PR #20435, opened 2025-10-13
fix(relayer): correctly handle decodeABI errors in types.go

prestoalvarez:
### Description
- **Problem**: `decodeABI` errors were gated by `&&` with length checks, allowing invalid decodes to slip through when `err != nil` but lengths matched.
- **Solution**: Replace `&&` with `||` to fail fast on any decode error or unexpected value count.
- **Why**: Prevents using corrupted/partial data, improves correctness and reliability.


cyberhorsey:
this doesnt look like the correct fix. there should be a separate check for the values length and an error returned. otherwise, err could be non-nil but the values could be the wrong legnth?

PR #20437, opened 2025-10-14
fix(protocol): align the bond name and usage

YoGhurt111:


YoGhurt111:
@claude Plz review again

PR #20441, opened 2025-10-14
fix(taiko-client): prevent panic in NewFixedKSigner by using hexutil.Decode

sashass1315:
- Problem: NewFixedKSigner used hexutil.MustDecode(privKey), which panics on invalid/malformed hex, violating the function’s safe (FixedKSigner, error) contract and potentially crashing the process.
- Fix: Replace MustDecode with hexutil.Decode and propagate the returned error. Keep overflow/zero checks intact and avoid echoing the full private key in error messages.


davidtaikocha:
That should never happen, and if that happens, a panic is fine for the software.

PR #20444, opened 2025-10-14
fix(bridge-ui): provide SSR-safe storage fallback to prevent localStorage errors

kilavvy:
### Summary
- Replace direct `localStorage` usage with an SSR-safe fallback in `packages/bridge-ui/src/libs/storage/index.ts` to avoid runtime errors during server-side rendering.

### Why
- SvelteKit renders on the server where `localStorage` is undefined, causing crashes when services are instantiated at import-time.

### Changes
- Introduced a no-op `safeStorage` fallback and passed it to `BridgeTxService` and `CustomTokenService`.

### DIFF
--- a/packages/bridge-ui/src/libs/storage/index.ts
+++ b/packages/bridge-ui/src/libs/storage/index.ts
@@ -1,6 +1,18 @@
 import { BridgeTxService } from './BridgeTxService';
 import { CustomTokenService } from './CustomTokenService';
 
-export const bridgeTxService = new BridgeTxService(globalThis.localStorage);
+// Provide a no-op storage fallback for SSR environments where localStorage is unavailable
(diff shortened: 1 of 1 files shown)


KorbinianK:
Closing this PR. While I understand the intent to avoid SSR crashes by adding a no-op storage fallback, this approach isn’t suitable for our codebase:

- **SSR stores are not possible in SvelteKit.** Adding fallback logic for localStorage here is unnecessary.
- **Direct casting with `as any` is poor practice** and makes the code harder to maintain and reason about.
- **Instantiating services at import-time with environment detection** clutters the index file and is not a scalable solution.
- This change feels like a generic AI-generated workaround rather than a well-considered architectural improvement.

Let’s keep the code clean and only add logic that’s genuinely required for our framework and runtime.  
Thanks for the effort, but this isn’t the right direction for our project.

PR #21804, opened 2026-06-17
fix(taiko-client): fallback RISC0 proofs to SP1

YoGhurt111:
## Summary

- Remove the `zk_any` proof type and zk-any draw fallback path.
- Request RISC0 proofs directly when ZKVM proving is configured.
- Fall back from RISC0 to SP1 when the proposal distance exceeds `prover.maxRisc0ProofProposalDistance`.
- Keep RISC0 and SP1 on the same ZKVM proof producer by carrying the selected proof type in `ProposalProofRequestOptions`.
- Add `prover.forceSP1Proof` / `PROVER_FORCE_SP1_PROOF` to request SP1 from the ZKVM proof producer without trying RISC0 first. If no ZKVM proof producer is configured, the prover keeps using the base proof producer.
- Guard against nil proof responses from proof producers so malformed successful responses return errors instead of panicking later in proof handling.
- Remove the `maxProofRequestTimeout` SGX fallback behavior so configured ZKVM proving no longer falls back to base proofs after request timeout.
- Rename the proof-distance option to `prover.maxRisc0ProofProposalDistance` and remove legacy `prover.maxZKProofProposalDistance` flag/env compatibility.
- Rename RISC0/SP1 fallback and backlog files/types/metrics from generic ZK wording to RISC0-specific wording.

## Validation

- `go test -count=1 ./prover/proof_submitter`
- `go test -count=1 ./prover/proof_producer`
- `go test -race -count=1 ./prover/proof_submitter -run 'TestRisc0SP1FallbackTestSuite|TestRequestProposalProof'`
- `go test -count=1 ./prover -run 'TestNewConfigFromCliContextForceSP1Proof|TestNewConfigFromCliContextMaxRisc0ProofProposalDistance'`
- `go test -count=1 ./cmd/...`
- `make lint` from `packages/taiko-client`
- `git diff --check`

Note: full `go test ./prover` still depends on local integration-style test environment variables in this checkout and fails before reaching these change paths.


YoGhurt111:
About the Critical Issue 1, that's we expected.

YoGhurt111:
https://github.com/taikoxyz/raiko2/issues/98 About the changes of raiko api for clear and status, will wait the feature request finished.

davidtaikocha (approved):

PR #21806, opened 2026-06-22
feat(protocol): version the SignalService checkpoints mapping

dantaik:
Namespaces SignalService checkpoints by an immutable `checkpointVersion` (a new third constructor argument, currently set to `1` at every deploy/genesis site). The `_checkpoints` mapping becomes `version => blockNumber => CheckpointRecord`, so any future version bump cleanly invalidates all previously stored checkpoints without a storage migration. The `ICheckpointStore` interface and the public `saveCheckpoint`/`getCheckpoint` API are unchanged, so callers (`Inbox`, `Anchor`) are unaffected. The genesis immutable injector and all deploy scripts/test fixtures now pass version `1`, and the prove gas snapshot is updated to reflect the extra mapping level.


YoGhurt111 (approved):

davidtaikocha (approved):

packages/protocol/contracts/shared/signal/SignalService.sol
```diff
@@ -53,11 +61,16 @@ contract SignalService is EssentialContract, ISignalService {
...
+    /// @dev Deprecated unversioned checkpoint storage. Retained only to preserve the storage
+    /// layout; no longer read from or written to.
+    mapping(uint48 blockNumber => CheckpointRecord checkpoint) private _deprecatedCheckpoints;
+
     /// @notice Storage for checkpoints persisted via the SignalService.
-    /// @dev Maps block number to checkpoint data
-    mapping(uint48 blockNumber => CheckpointRecord checkpoint) private _checkpoints;
+    /// @dev Maps checkpoint version => block number => checkpoint data.
+    mapping(uint256 version => mapping(uint48 blockNumber => CheckpointRecord checkpoint)) private
+        _checkpoints;
```
davidtaikocha, line 69: Do we also need to cleanup _receivedSignals cache? In case the signals in the wrong checkpoints have been proved once and cached?

dantaik: Good catch, let me think about how to fix it.

dantaik: Done

davidtaikocha (approved):

dantaik:
ported to https://github.com/taikoxyz/taiko-mono/pull/21820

☆ ☆ ☆ ☆

**WHAT NEEDS TO BE DONE**
Could you reproduce, exactly, every line above from the line with "PR #20437, opened 2025-10-14" to the line with "- **Direct casting", and no other line? Both ends count.

**FINISHED TASK**
PR #20437, opened 2025-10-14
fix(protocol): align the bond name and usage

YoGhurt111:


YoGhurt111:
@claude Plz review again

PR #20441, opened 2025-10-14
fix(taiko-client): prevent panic in NewFixedKSigner by using hexutil.Decode

sashass1315:
- Problem: NewFixedKSigner used hexutil.MustDecode(privKey), which panics on invalid/malformed hex, violating the function’s safe (FixedKSigner, error) contract and potentially crashing the process.
- Fix: Replace MustDecode with hexutil.Decode and propagate the returned error. Keep overflow/zero checks intact and avoid echoing the full private key in error messages.


davidtaikocha:
That should never happen, and if that happens, a panic is fine for the software.

PR #20444, opened 2025-10-14
fix(bridge-ui): provide SSR-safe storage fallback to prevent localStorage errors

kilavvy:
### Summary
- Replace direct `localStorage` usage with an SSR-safe fallback in `packages/bridge-ui/src/libs/storage/index.ts` to avoid runtime errors during server-side rendering.

### Why
- SvelteKit renders on the server where `localStorage` is undefined, causing crashes when services are instantiated at import-time.

### Changes
- Introduced a no-op `safeStorage` fallback and passed it to `BridgeTxService` and `CustomTokenService`.

### DIFF
--- a/packages/bridge-ui/src/libs/storage/index.ts
+++ b/packages/bridge-ui/src/libs/storage/index.ts
@@ -1,6 +1,18 @@
 import { BridgeTxService } from './BridgeTxService';
 import { CustomTokenService } from './CustomTokenService';
 
-export const bridgeTxService = new BridgeTxService(globalThis.localStorage);
+// Provide a no-op storage fallback for SSR environments where localStorage is unavailable
(diff shortened: 1 of 1 files shown)


KorbinianK:
Closing this PR. While I understand the intent to avoid SSR crashes by adding a no-op storage fallback, this approach isn’t suitable for our codebase:

- **SSR stores are not possible in SvelteKit.** Adding fallback logic for localStorage here is unnecessary.
- **Direct casting with `as any` is poor practice** and makes the code harder to maintain and reason about.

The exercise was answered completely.